Ken ewe won ah star net.
Car knew one a stair nit.
Care new oner sten at.
Can you understand it?
The last is the most likely fit to an actual utterance
in English, but the earlier versions are likely
to be better from an acoustic point of view. In
order to have good grounds for preferring the
last, one
needs to know something of the allowable syntax
of the spoken language. The constraints, given
by
a stochastic grammar of some sort, a kind of statistical
model for the strings of the language,
are needed in order to control the horrendous
number of possibilities. And even working out
what the
grammar for spoken language is can be rather
trying
. For instance,
the most common word in the
spoken English language is `uh' or `ah' or `um'
or `er'. This is a transactional word which means,
roughly,
`shut up, I haven't finished talking yet'. It
does not occur, for obvious reasons, in the written
language at all. So when a system has had the
constraints of the written language put in and
then
somebody says to the system `Tell me about, uh,
China', the system may well start telling him
about
America, since there is no country called Uhchina
and the system `knows' it has to be a proper
name in its
data base beginning and ending with a schwah.
There is an apocryphal tale about such a system
which asked
the user which day he wanted to come back and
he sneezed. After thirty seconds of agonising
the system
replied: `We're closed Saturdays'. So the business
of using constraints to determine which word
string
was used can run into troubles.
The basic problem of sentence recognition is that people don't speak in words. There is no acoustic cue corresponding to the white space in text. This leads the reflective person to wonder if we could cope were all the white spaces and punctuation to be removed from English text, something which invites a little experiment.
In general, the attempt to use the constraints of natural language to improve recognition systems have succeeded only because the systems that didn't use them were unbelievably bad. There are many different kinds of information which human beings are known to use, from syntactic at the phonemic level (knowing what strings of noises can occur) to syntactic at the lexical level (knowing what strings of words can occur) to semantic (knowing what the words and sentences mean), pragmatic (knowing what the speaker is talking about) and prosodic (stress: pitch and loudness variation). Workers are still exploring the issues involved in using these sources of information intelligently. They have been since the seventies; see the many reports on the HARPY and HEARSAY projects from Carnegie-Mellon University. A discussion on the subject of inferring (stochastic) grammars for a language from a sample will be a feature of the next chapter. You have already seen it done once, rather unconvincingly, using the EM algorithm for Hidden Markov Models.

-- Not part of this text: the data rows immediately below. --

PR #4545, opened 2016-02-17
Upgrade Font Importer

Tzenchor:
This is a new pull request based on #4475. It does in one step what it did before in #4475.
Changes:
Fonts are now completely read to get its real sizes, providing a better
fit vertically
Corrected some typos in old comments and deleting commented calls to non
existent code
Some lines have small changes in the indentation because it was wrong or
were using tabs
Added comments for future souls trying to understand how this works

PR #4537, opened 2016-02-14
[Ready to Test] Spritefont styles

Tzenchor:
**As of 20/02/2016 this is ready to test**
I'm working on enabling the style tag of the spritefonts as talked in #4149. At this time i can find the font based on its filename or its family name if it is an installed font in Windows.
The changes at this time include:
- Add 3 private fields to `FontDescriptionProcessor` that contains the supported font extensions, possible terminations of bold font files, and the possible terminations of italic font files.
- Add method `FontDescriptionProcessor.FindFontByFileName`: Considers the fontname as the filename of the font, and tries to find the font file that better matches the name and the style (for example if the users wants "arial" bold, this finds "arialb.ttf"), the method relays heavily on LINQ and I have added comments in each step at least for now, but I don't mind removing them in future.
- Add private class `FontDescriptionProcessor.FileInfoComparer`: Required in method `FontDescriptionProcessor.FindFontByFileName`
- Update method `FontDescriptionProcessor.FindFontFileFromFontName` for Windows: Added style information to the method call and updated its logic.
- Simplified method `FontDescriptionProcessor.Process`: Reworked the method to remove an `if` embedded inside an `#if` and make the procedure simpler.
- Reorder the elements of `FontDescriptionStyle`, now Regular is 0, bold is 1, italic is 2, and by extension bold and italic is 3. Before Bold was 0, italic was 1 and regular was 2.

Both methods look for the best match for the users intentions, giving preference to the italic fonts (if requested).

The code  in `FontDescriptionProcessor.FindFontByFileName` is tested, and linked inside `FontDescriptionProcessor.Process`, but it's result is not used at this time as I want to make the other procedures needed.

I'll need guidance with the following things:
- To search in every folder using family names and to see what styles are available inside each font file i'll need to use SharpFont to read that data, but it feels wrong using it outside `SharpFontImporter`. The problem is that if I do this inside `SharpFontImporter` i'll have to move code from `FontDescriptionProcessor` to `SharpFontImporter`, i'm not sure what option is better.
- Related to the previous point, for rendering the font styles manually I'm gonna need to have information about the found font to know what treatment it needs to get the expected style, and I can do it when retrieving each glyph from the font inside `SharpFontImporter` or after that when back in `FontDescriptionProcessor`
[...]

PR #4561, opened 2016-02-23
Font Style Renderer

Tzenchor:
I'm working on methods to create the font styles manually for fonts where we can't find a font with the style included. This is complimentary to my pulls #4537 and #4545 (may have conflicts with this one).
This is the result of my first version
embolden and italic first pass
Both texts are taken from the regular arial font, and the big one is emboldened and italiced, while the second one is only emboldened. In theory the first one should have been only italiced, but there's a problem with `FontDescriptionStyle` and the `Bold` flag is always set.

For the italiced effect i'm skewing the characters about 20 degrees.
For the emboldened effect i'm drawing the bitmap 3 times with 1 pixel offset each one.

I still have to review the spacing of the characters as the italics are drawn outside it's reported size horizontally (vertically the problem is resolved in #4545 as that comes from other place)


tomspilman:
This looks like a fantastic start...  thanks for taking the initiative on this @Tzenchor !

You should probably examine the results from XNA and try to mimic as much as possible.  Of course I doubt it will ever be the same...  but getting a similar slant for italic and thickness for bold is helpful.

> For the emboldened effect i'm drawing the bitmap 3 times with 1 pixel offset each one.

 It looks a little jagged on the edges to me... is that what you are seeing too?  Is that visible in the non-bold non-italicized font?

Tzenchor:
> It looks a little jagged on the edges to me... is that what you are seeing too? Is that visible in the non-bold non-italicized font?

It is normal, for small sizes some fonts contain bitmaps instead of using outlines, and SharpFont does not do any kind of antialising on them.
I'm gonna fix the widths first and then i'll have a look at softening the jagging.

tomspilman:
> It is normal, for small sizes some fonts contain bitmaps instead of using outlines, 

Well I suggest to do your initial testing with a font with vector data.  Don't want to confuse jaggies in the font with jaggies in your italic/bold technique.

> then i'll have a look at softening the jagging.

I would say leave that for a future PR.  More important to get italic and bold support done then supporting low quality fonts.

Tzenchor:
> Well I suggest to do your initial testing with a font with vector data. Don't want to confuse jaggies in the font with jaggies in your italic/bold technique.

Have a look at this, it's also arial, but big enough to use the outlines as base instead of prerendered bitmaps.
This first image is the font without modifying it
regular
And this one it is only emboldened
bold
I think that more or less the outline is the same

tomspilman:
Yeah... that looks pretty good.  Still would want to compare what XNA does in the same case.

Tzenchor:
This is what I got from XNA, first I have tried with Arial, 
xna comparison
Comparing the the italic test I think the angle is the same, for bold the increase in thickness is also the same, 2 pixels.
But, because i can't guarantee that it is not taking the corresponding font file, I have also tried using Segoe UI Mono
xna style segoe
As can be seen, the size variations are the same.

Also, when XNA makes bold effects it also increases the thickness of horizontal lines, while my method does not

tomspilman:
@Tzenchor - Looks like maybe you added the same screenshot twice in that last post?

Also can you post a screenshot of the same test using your italic and bold techniques?  Just want to see a clear comparision of the differences.

Tzenchor:
I don't know what I did with the screenshots in the previous post.
This screenshot contains all four combinations, the left ones are XNA spritefonts and right ones are from my code with a little tweak to make it generate all styles
captura.
Comparing them XNA fonts looks less jagged because if you zoom on them you will see an aura around each glyph of half opaque pixels

tomspilman:
> right ones are from my code with a little tweak to make it generate all styles

 Aside from the jaggies mostly on the italic...  it seems you have flat spots on the tops and bottoms of lowercase characters like 'a' and 'e'.  This seems like it could be an unintended side effect of not making horizontal lines thicker.

> Comparing them XNA fonts looks less jagged because if you zoom on them you will see an aura around each glyph of half opaque pixels

Well something to note that could be affecting your comparison (making XNA better or us look worse).  

XNA always compresses their fonts with a specialized DXT3 compressor...  this could be where some of that aura is coming from.

We currently don't use a specialized compressor and if you let our SpriteFontProcessor compress the font you get a really poor result.  So make sure you disable compression when using our processor for now. 

See https://github.com/mono/MonoGame/issues/2853#issuecomment-178852801 for details.

KonajuGames:
XNA also uses the GDI to rasterize glyphs, which can provide anti-aliasing for generated styles. If we are just doing a skew for italic, then we lose the anti-aliasing that FreeType might be giving us.

tomspilman:
>  If we are just doing a skew for italic, then we lose the anti-aliasing that FreeType might be giving us.

We would either need to find a way to restore it or see if we can get FreeType to skew for us.

I seem to remember FreeType having some sort of transform you can pass to it which is applies during rasterization.  Did you see that @Tzenchor ?

KonajuGames:
A 2x2 skew matrix should work there.

Tzenchor:
> I seem to remember FreeType having some sort of transform you can pass to it which is applies during rasterization.

I have just made it, and the results are a lot better. I have rearranged the fonts for this image, top left group is my manual method, right top is using the transform method, and lower left are the XNA ones.
italic transformation
Just for the record the matrix i'm using is: `FTMatrix matrix = new FTMatrix(0x10000, (int) (0.36 * 0x10000), 0, 0x10000);`, it's a modification from the one in [freetype tutorial](http://www.freetype.org/freetype2/docs/tutorial/step2.html).
Now to try to get a better bold method

tomspilman:
> I have just made it, and the results are a lot better.

Yeah...  that is a lot better.  Looks like we're getting close here.


> I know the text width is wrong at this time will try to fix it later

Sure... one thing at a time.

Tzenchor:
A little update, the italic transformation has a little problem, for bitmap glyphs it does not work. As proof, in the next capture look at the small text at the right part, it should have been skewed, but it is clearly not.
italic problem
That can be solved with my manual skew algorithm, but that is for latter.

About the bold effect, in theory the bitmap can be emboldened through `FTBitmap.Embolden` but I can't make it work, all the time i'm getting a `FreeTypeException`.
Also I have tried to reduce the flattening at the top of the glyphs in my method by adding the glyph 1 pixel higher, but the result is even worse (can be seen in the upper screenshot)

tomspilman:
> for bitmap glyphs it does not work.

When bitmap glyphs occur?  Is it something embedded in the font?  Or just something FreeType does?

KonajuGames:
Fonts, at least TrueType, can contain bitmap glyphs for small point sizes to rasterize better.  The documentation for FreeType states that the transform works for vector glyphs only.

tomspilman:
> can contain bitmap glyphs for small point sizes to rasterize better. 

So likely the Windows font system works around this as well.  Likely the also start from the bitmap font in that scenario and do pixel transforms.  We just need a much better skew that doesn't result in jaggies.

Tzenchor:
I have upgraded my skew algorith, this time instead of moving the pixels a fixed distance i move them as the angle dictates. In the next image you will see its results. The left groups are: my old method, the XNA font and the SharpFont transformation (the bold effect is from my code). The right groups are the results of my new method applyed to vector fonts and bitmap font (Calibri in this case).
improveditalic
I have not committed this new code as I still have test code and commented fragments

About the bold effect, I can't do anything about the flattening, because that is a side effect of drawing the glyph 3 times, and if drawn 2 times the text does not feel wide enough compared to the regular text.
For small text i'll have to draw the glyph only 2 times as 3 times is too wide

KonajuGames:
The horizontal spacing is being expanded when it goes through the italic transformation.  The difference in text length between the regular and italic version is quite large compared to the XNA (GDI) version.  Even the difference in bold length is quite large.

Tzenchor:
> The horizontal spacing is being expanded when it goes through the italic transformation. The difference in text length between the regular and italic version is quite large compared to the XNA (GDI) version. Even the difference in bold length is quite large.

I know, but first thing is getting the glyph transformation right, then I can get to correct the spacing.
Keep in mind that for any transformation i have to widen the bitmap, and i have not reviewed the character sizes to correct them, because it depends on the method applyed. For example, the lower left group, that comes from the sharpfont transformation, is drawn outside the area reported by MeasureString because the transformation is not applyed to the glyph metrics. In my code, the bold effect does a little correction that halves the difference in size, but the new italic method does not do any correction at this time

Tzenchor:
Today I have been trying to improve the bold render by pondering the pixel values of each copy of the glyph, and this is the best I could get by giving the central copy double the weight than the offset copies, and ignoring the value for pixel if it was white (to avoid the diluted effect on the edges). Ignore the results for the small font.
bold ponderedx2
The outline in general is better as this preserves more detail, specially when only the bold effect is applyed, but on diagonal lines or with half painted pixels.
Unless someone has any idea to improve the bold effect, i'll return to the old version and begin fixing the characters width tomorrow

Tzenchor:
I have updated the procedure, and this is the current result with the code commited.
latest
The groups are the same than the previous post, but I have changed the text to have some reference for the limits of the text.
About what has changed apart from the character placement, the `Italice` method is the same from the previous post, but with a little fix, the bottom line was not being drawn, also with this version it is possible to modify the angle at will.
The `Embolden` is the same as original one apart from drawing the glyph 2 times if the size is 15 or less. I have tried other methods but none provided good results. If someone has any idea I don't mind trying. Also, at this time it is receiving a parameter called `finalHeight` that I forgot to remove.
I have included the modified `FontDescriptionStyle.cs` that matches the XNA values but did not include the test as it is part of #4537 (I need the file or the font will always be emboldened).

Tzenchor:
I have been looking if updating Sharpfont can help with this, and I think it is. In the following image you can see the results., ignore the black areas as this was made in another copy of the project and I have only copied what was required to combine the Sharpfont embolden with my italice method
composite
The groups are from top to bottom and left to right

- XNA, Segoe UI Mono, size 20
- XNA, Calibri, size 10
- My initial bold and italics method, Segoe UI Mono or Arial, size 20
- My last italice method combined with Sharpfont Embolden method, Segoe UI Mono, size 20
- My last italice method combined with Sharpfont Embolden method, Calibri, size 10
- Sharpfont Transform for italics with my embolden method, Segoe UI Mono, size 20. This method can't be used with bitmap fonts.

The Sharpfont embolden is making the glyphs 2 pixels wider and 1 higher for size 15 or bigger and only 1 pixel wider for smaller sizes.

If this path of work is accepted, it will require to combine a pull to `Dependencies` to update SharpFont libraries, and combine it with one here to update `SharpFontImporter.cs` because since version 3.0, Sharpfont handles the conversion between pixels and points internally.

tomspilman:
Sorry for the slow reply to this @Tzenchor ... GDC16 had me crazy busy.

I think this all looks good for the first pass at this...  really this is all a 100% better than italic and bold not working at all.  Still want to be sure the processor generates a warning message if this "simulated" bold or italic is used.

We can then look to make improvements in future PRs.

Tzenchor:
> Sorry for the slow reply to this @Tzenchor ... GDC16 had me crazy busy.

I supposed something like that, no worries.

I have implemented the log messages, because `SharpFontImporter` has no access to the logger I made the booleans visible to `FontDescriptionProcessor` and made the messages there. They look like this, and do not appear if the output filter is on.
warnings
And this is the result of the procedure, concretely the 2 top groups on the right side:
warnings result
Bold effect is 2 pixels wider and 1 higher, that means the glyph is added a total of 6 times, if it is preferred the old result of only widening the glyph I don't mind changing it,

tomspilman:
Not this should fix https://github.com/mono/MonoGame/issues/4641.

tomspilman:
If the conflicts in this issue are fixed we can consider merging it.

@harry-cpp @mrhelmut ?

mrhelmut:
Merge conflits aside, it looks like an interesting addition to me.

Tzenchor:
Just solved the conflicts, but i have not tested it.

SimonDarksideJ:
Any objections to merging this @mrhelmut ?

mrhelmut:
> Any objections to merging this @mrhelmut ?

I'm not very sure with the changes to ```SharpFontImporter.ImportGlyph()``` and what it does to the glyphs data (ABC and XAdvance) when no effect is applied. I need to check the maths, even though it looks okay with the example, some fonts might break. Need to double check.

SimonDarksideJ:
Looking to include for the 3.8.3 release @Tzenchor , can you rebase and assuming the tests pass, this looks good to go.

ThomasFOG:
I don't think this is merge-ready. There are breaking changes and it is untested with more diverse fonts.

Tzenchor:
Hi, sorry for the delay, i'm unable to upgrade this. Between i'm too rusted on working with forks i messed up the branch, also because the library to read the fonts has changed needs more modifications.
What i can i do is explain the changes and someone can redo them in the current code.

## Loading the font
When reading the font, if bold or italic is requested, check if the font already provides those styles. to check for add this util to freetypeapi.cs, had to dig in freetype to confirm the values
```
static class FT_Style_Flags
    {
        public const int FT_STYLE_FLAG_ITALIC = 0b01;
        public const int FT_STYLE_FLAG_BOLD   = 0b10;
        public static bool HasStyle(nint styles, int style)
        {
            return (styles & style) != 0;
        }
    }
```
Because, the font has the styles in a clong flags field, pass HasStyle the field CLong.value
After getting the rendered glyph, 
##Italization
during the italize method, the bitmap is skewed 20º the right, 
the output of the `tan()` gives how much each row should be moved to right.
Because the bitmap needs to be wider, `(heigth of the bitmap * tan)` rounded up to the next integer, is how much wider. Also, to avoid rendering ultra wide text, remove this amount from the horizontal advance of the glyph.
For the italization per se, copy the bitmap from left to rigth and bottom to top, for each row calculate the displacement `(tan * row index)` being 0 the bottom row. The integer part is the pixel offset for the rendered pixel, the decimal part is how much filling to put in that pixel, the rest goes to the next pixel. Always use add and clamp the values to avoid overflow, as many pixels will have parts of 2 different pixels.
Keep in mind that row 0 is special, and should be copied as is.

## Emboldening
Just make the glyph a pixel wider and for each pixel copy it to the same position and to the one on its right
The part of draw3times can be omitted as it might make the text ilegible, it was only meant for bigger fonts.

SimonDarksideJ:
Changes migrated to #8872, closing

It should be plain to the thoughtful person that we are a long way from telling how to build the ultimate speech recognition system, and that this discussion merely outlines some of the difficulties. The situation is not actually hopeless, but the problem is difficult, and it would be as well not to underestimate its complexity. The AI fraternity did a magnificent job of underestimating the complexity of just about all the problems they have looked at since the sixties: see the reference to Herbert Simon in the bibliography to chapter one. Engineering builds wonderful devices once the basic science has been done. Without it, engineers are apt to want to plunge swords into the bodies of slaves at the last stage of manufacture so as to improve the quality of the blade: sea water or suet pudding would work at least as well and be much cheaper. The business of discovering this and similar things is called `metallurgy' and was poorly funded at the time in question. Similarly, the basic science of what goes on when we hear some spoken language at the most primitive levels is in its infancy. Well, not even that. It's positively foetal and barely post-conception. It's an exciting area, as are most of the areas involved in serious understanding of human information processing, and progress is being made. But for the man or woman who wants to make a robot behave intelligently, abandon now the thought of having a discussion with it and hope, in the immediate future, for it to be able to handle only single words, or sentences with artificial and restricted syntax.